# stereo problems



## rubbamade (Mar 11, 2008)

ok. today i installed a new stereo in my new used 1998 maxima. to start off i couldnt get the damn factory stereo out. the screws mounting it to the center console rack were impossible to remove. after repeatedly stripping every screw in it i finally decided to remove the little storage shelf and put the cd player under the old one. after finally getting the cd player installed i moved to the 6x9's in back. finally got eveything installed. 

i turned it on. it sounded good. until i turned it up. i noticed a loud crackling sound in the NEW rear speakers. 

the head unit is Kenwood KDC-mp205 the 6x9's are Jensen powerplus 693.

the head unit rates at 50x4 the speakers are rated a 80w nominal. i assume that means that the 6x9's operate best at at least 80watts. could the crackling be because my head unit is not supplying enough power to them? 
i noticed that when i connected only one speaker that it sounded fine even when turned up. which leads me more to think this true. since the 100 watts for the back i think would be distributed only to 1 speaker meeting the 80w nominal rating.

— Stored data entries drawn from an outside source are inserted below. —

PR #1301, opened 2023-03-04
bootstrap.sh: Polish output

yadij:
We use bootstrap.sh a lot in maintenance scripts but do not
need to see its output on success.

 * Fix some incorrect uses of stderr and stdout such that
   all (and only) errors appear on stderr

 * Polish the message display when an error does occur
    detecting one of the tools.

### DIFF
--- a/bootstrap.sh
+++ b/bootstrap.sh
@@ -50,7 +50,8 @@ find_variant()
   done
   if [ "x$found" = "xNOT_FOUND" ]; then
     echo "WARNING: Cannot find $tool version $versions" >&2
-    echo "Trying `$tool --version | head -1`" >&2
+    echo -n "Trying " >&2
+    ($tool --version | head -1) >&2
     found=""
   fi
   echo $found
--- a/bootstrap.sh
+++ b/bootstrap.sh
@@ -50,7 +50,7 @@ find_variant()
   done
   if [ "x$found" = "xNOT_FOUND" ]; then
     echo "WARNING: Cannot find $tool version $versions" >&2
-    ($tool --version | head -1) >&2
+    echo "Trying `$tool --version 2>&1 | head -1`" >&2
     found=""
   fi
   echo $found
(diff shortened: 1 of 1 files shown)


kinkie (approved):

it sounds like they are blown when i turn them up. but i am sure they are not since they are brand spankin new. 

any ideas?

do i need to go purchase an amp to power my 6x9's?

please help!


----------



## xortion (Aug 9, 2007)

no, you do not need to purchase an amp.

they could be blown, but more than likely a bad connection somewhere or maybe connected backwards at the speaker


----------



## jhawk (May 2, 2008)

to be honest im willing to bet their blown, i just sold 2 12 inch ev's with the same problem and my buddy bought them and had to recone them becuase they were blown.


----------



## focusedblur (Apr 17, 2008)

you should also check that the positive wire is going to the positive post and same for negative on each speaker...it makes a difference sometimes. maybe when you had one speaker going that was the one that was hooked up correctly and the other one isn't. just a thought


----------